Hacker News new | ask | show | jobs
by alper111 2852 days ago
If you look at network structure, it acts as one agent, not five. So, free coordination. (See: https://t.co/GPKHPsIu1C)

In my opinion, what i see is a very good player who knows how to chain stun precisely without any strategic depth. If you claim to have built an AI system, which you ultimately want it to evolve to AGI, you at least expect some sort of strategic decision making at the macro level. Though since it has almost perfect micro, it can easily outweight the most of teams. So yeah, with that expectation I see this as a joke, too.

P.S. The model is trained with 128k cpus and 256 gpu. It is able to play 180 years worth of game in a day. Think about it.

1 comments

It's five independent agents. The article on OpenAI's website and the network structure both say this. I'll zoom in since it's a complicated structure.

It's the first line of the article: https://blog.openai.com/openai-five/

>Our team of five neural networks,

They use a hyperparameter called team spirit to cooperate. I don't think the goal of this is AGI at all, so I don't see why people are making that leap. But sure, for the geniuses of HN this must clearly be trivial.

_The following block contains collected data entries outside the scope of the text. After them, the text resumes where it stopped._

PR #1495, opened 2023-12-08
rc: salamander

arboleya:
- [x] #1310
 - [x] #1374
 - [x] #1403
 - [x] #1426
 - [x] #1445
 - [x] #1467
 - [x] #1474
 - [x] #1496
 - [x] #1497
 - [x] #1520
 - [x] #1529
 - [x] #1544
 - [x] #1559
 - [x] #1566
 - [x] #1567
 - [x] #1574
 - [x] #1575
 - [x] #1579
 - [x] #1580
 - [x] #1582
 - [x] #1583
 - [x] #1586
 - [x] #1590
 - [x] #1591
 - [x] #1594
 - [x] #1601
 - [x] #1602
 - [x] #1614
 - [x] #1615
 - [x] #1619
 - [x] #1629
 - [x] #1630
 - [x] #1637
 - [x] #1640
 - [x] #1642
 - [x] #1648
 - [x] #1654
 - [x] #1657
 - [x] #1658
 - [x] #1659
 - [x] #1660
 - [x] #1661
 - [x] #1676
 - [x] #1679

PR #1431, opened 2023-11-13
feat: implement browser testing

danielbate:
- Closes #284
 - Closes #765

PR #1608, opened 2024-01-04
feat: remove `uuid` dependency in favor of `crypto.randomUUID()`

nedsalk:
This is a quick win that follows what the [`uuid` library](https://www.npmjs.com/package/uuid) suggests:

> Note Only interested in creating a version 4 UUID? You might be able to use [crypto.randomUUID()](https://developer.mozilla.org/en-US/docs/Web/API/Crypto/randomUUID), eliminating the need to install this library.

### DIFF
--- a/packages/wallet/src/keystore-wallet.ts
+++ b/packages/wallet/src/keystore-wallet.ts
@@ -11,7 +11,6 @@ import {
 import { ErrorCode, FuelError } from '@fuel-ts/errors';
 import type { AbstractAddress } from '@fuel-ts/interfaces';
 import { hexlify } from 'ethers';
-import { v4 as uuidv4 } from 'uuid';
 
 export type KeystoreWallet = {
   id: string;
@@ -90,7 +89,7 @@ export async function encryptKeystoreWallet(
 
   // Construct keystore.
   const keystore: KeystoreWallet = {
-    id: uuidv4(),
+    id: crypto.randomUUID(),
     version: 3,
     address: removeHexPrefix(ownerAddress.toHexString()),
     crypto: {
--- a/packages/wallet/package.json
+++ b/packages/wallet/package.json
@@ -62,10 +62,6 @@
     "@fuel-ts/errors": "workspace:*",
     "ethers": "^6.7.1",
     "portfinder": "^1.0.32",
-    "tree-kill": "^1.2.2",
-    "uuid": "^9.0.0"
-  },
-  "devDependencies": {
-    "@types/uuid": "^9.0.1"
+    "tree-kill": "^1.2.2"
   }
 }
--- a/pnpm-lock.yaml
+++ b/pnpm-lock.yaml
@@ -1227,13 +1227,6 @@ importers:
       tree-kill:
         specifier: ^1.2.2
         version: 1.2.2
-      uuid:
-        specifier: ^9.0.0
-        version: 9.0.0
-    devDependencies:
-      '@types/uuid':
-        specifier: ^9.0.1
-        version: 9.0.1
 
   packages/wallet-manager:
     dependencies:
@@ -9172,10 +9165,6 @@ packages:
 
   /@types/unist@2.0.6:
     resolution: {integrity: sha512-PBjIUxZHOuj0R15/xuwJYjFi+KZdNFrehocChv4g5hu6aFroHue8m0lBP0POdK2nKzbw0cgV1mws8+V/JAcEkQ==}
-    dev: true
-
-  /@types/uuid@9.0.1:
-    resolution: {integrity: sha512-rFT3ak0/2trgvp4yYZo5iKFEPsET7vKydKF+VRCxlQ9bpheehyAJH89dAkaLEq/j/RZXJIqcgsmPJKUP1Z28HA==}
     dev: true
 
   /@types/web-bluetooth@0.0.16:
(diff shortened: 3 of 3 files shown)


packages/wallet/src/keystore-wallet.ts
```diff
@@ -90,7 +89,7 @@ export async function encryptKeystoreWallet(
 
   // Construct keystore.
   const keystore: KeystoreWallet = {
-    id: uuidv4(),
+    id: crypto.randomUUID(),
```
arboleya: @nedsalk Did you test it on a browser? It might be ok as it is, but we must be sure. Before #1431 goes in, I'm afraid browser tests must be done manually.

@Torres-ssf Would it make sense to export this method from the [`crypto`](https://github.com/FuelLabs/fuels-ts/tree/master/packages/crypto/src) package?

nedsalk: https://github.com/FuelLabs/fuels-ts/pull/1608/commits/2cb31dc4fc4956174a840ccde45fd4bdc08f44d6

I exported it from `crypto` in the commit above. I tried out `crypto.randomUUID()` in my console and it worked. Don't see why it wouldn't work the same way the other functions that depend on the browser's `crypto` API work.

nedsalk: A thing to note is that the CI [failed](https://github.com/FuelLabs/fuels-ts/actions/runs/7410773675/job/20163803909#step:9:449) on node v18, but passed on node v20. Perhaps the code can be simplified when we drop support for v18 in the far future.

.changeset/new-rats-return.md
```diff
@@ -0,0 +1,2 @@
+---
+---
```
Torres-ssf, line 2: I believe the changeset should not be empty since we are adding a new exportable helper on the `crypto` package and made changes on the `wallet` package. 

Therefore we want to bump versions on these 2 packages.

Torres-ssf (changes requested):
It seems `crypto.randomUUID()` is only [supportable](https://developer.mozilla.org/en-US/docs/Web/API/Crypto/randomUUID#browser_compatibility) by Node 19. 

So if we are going to make this change, we need to require Node >= 19 on the main `package.json`.

packages/wallet/src/keystore-wallet.ts
Torres-ssf: Not sure if I am tripping but taking a look at the [Browser compatibility](https://developer.mozilla.org/en-US/docs/Web/API/Crypto/randomUUID#browser_compatibility) section for `ramdomUUID` I've just noticed that the Crypto API and all its methods/helpers are all supported in different versions among different browser.

I am raising this concern because I am not sure if we need to improve the browser validations [here](https://github.com/FuelLabs/fuels-ts/blob/master/packages/crypto/src/browser/crypto.ts) to ensure that `subtle` is present on Crypto and, from now on, `randomUUID`

nedsalk:
> It seems crypto.randomUUID() is only [supportable](https://developer.mozilla.org/en-US/docs/Web/API/Crypto/randomUUID#browser_compatibility) by Node 19.

After I integrated `randomUUID` into our `crypto` package (https://github.com/FuelLabs/fuels-ts/pull/1608/commits/2cb31dc4fc4956174a840ccde45fd4bdc08f44d6), our Node v18 test suite [passed](https://github.com/FuelLabs/fuels-ts/actions/runs/7410971821/job/20164425490?pr=1608). That list is perhaps referring to `crypto` being available globally without the need for `import crypto from 'crypto'`, which would be in line with [my comment](https://github.com/FuelLabs/fuels-ts/pull/1608#discussion_r1441859829).

packages/wallet/src/keystore-wallet.ts
nedsalk: Hmmm, the browser support for `randomUUID` started from July 2021 to March 2022, depending on the browser, whereas the other `crypto` utilities have been available for quite some time. I'm not sure if we should go this route anymore.

@arboleya, you've been developing for the interwebs for ages :D, what do you think? Is ~2 years of existing support acceptable? If it's raising alarms for you, let's drop the PR.

arboleya: @Torres-ssf Good point. It's safe to validate everything in the [crypto.ts](https://github.com/FuelLabs/fuels-ts/blob/master/packages/crypto/src/browser/crypto.ts) file—`subtle`, `randomUUID`, etc.

@nedsalk By addressing Sergio's concerns, I believe we'll be good to go.

nedsalk: https://github.com/FuelLabs/fuels-ts/pull/1608/commits/6f6b856a22581e2e3acb6c6a84555fa66c74d6c6

arboleya (commented):
This looks great! Could you please add some tests?

This `crypto` package is unique in providing two different builds for `node` and `browser`, so the tests are a bit different and may be slightly off, potentially depending on things from:
 - #1431

Just want to say that this package caused problems in the past and needs special attention. I know it directly relates to #1431 and indirectly to #1610.

> _You can reach out to @Torres-ssf and @danielbate if you need insights._

----

@Torres-ssf @danielbate @nedsalk Guys, the final aim is to have the `crypto` package completely unit-tested in the 💯<sup>s</sup> when testing in both `node` and `browser` envs.

.changeset/new-rats-return.md
arboleya: These packages are published independently.

We can't consider things as "internal" in this way.

The usual is to bump everything that will get a new published version.

nedsalk: https://github.com/FuelLabs/fuels-ts/pull/1608/commits/732d8f9ff2d86e42aa0de35db519e9eb258e01a2

nedsalk:
@arboleya
> This looks great! Could you please add some tests?

https://github.com/FuelLabs/fuels-ts/pull/1608/commits/7b18afc366b9553025ecf5c9664956994fc900ca

I had to put every test into a separate file because putting them into one file caused them to share the same environment and stubbing `globalThis.crypto` once with `vi.stubGlobal("crypto", whatever)` caused it to override the `globalThis.crypto` for _every_ test, even when calling `vi.unstubAllGlobals()` after each test. This caused tests to fail because different `crypto` stubs are necessary for each test to work properly.

arboleya:
Also, if the gain in terms of bundle size will be marginal, we could also drop this PR altogether.

nedsalk:
@arboleya Yeah, let's just drop it for the time being. We can revisit it after #1431 is merged. Maybe then the tests will be more straightforward to implement.

arboleya:
@nedsalk Alright. Please remember to remove this PR's mention from:
 - https://github.com/FuelLabs/fuels-ts/pull/1495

It's not independent agents. The neural networks have the same input, share weights, and also share some activations. With that much sharing, it's better to think of it as one neural network which has output heads for all the 5 players. So coordination is free. Actually, coordination makes as little sense as saying that multiple neurons in a neural network are cooperating, or that the two legs of a humanoid are cooperating to walk. Further there is no game being played between heroes of the same team. They literally have the same objective. The "coordination" buzzword is just another attempt by OpenAI to confuse and mislead readers, and give a false sense of their progress.
They cannot share the same inputs unless the team spirit hyperparameter is exactly 1, which it is not. You are partially correct in that the agents consume the parameters of the four other agents, but it is weighted differently accorsing to team spirit parameters.
The team spirit hyperparameter is a crutch they've introduced themselves. Ideally it should be one. In Dota there is only one objective for the entire team and that's to win the game. The fact that they shape rewards is an implementation detail and doesn't change the fact that Dota 2 does not require cooperation, because there's no cooperation game being played. It's a purely zero-sum adversarial game being played between two teams.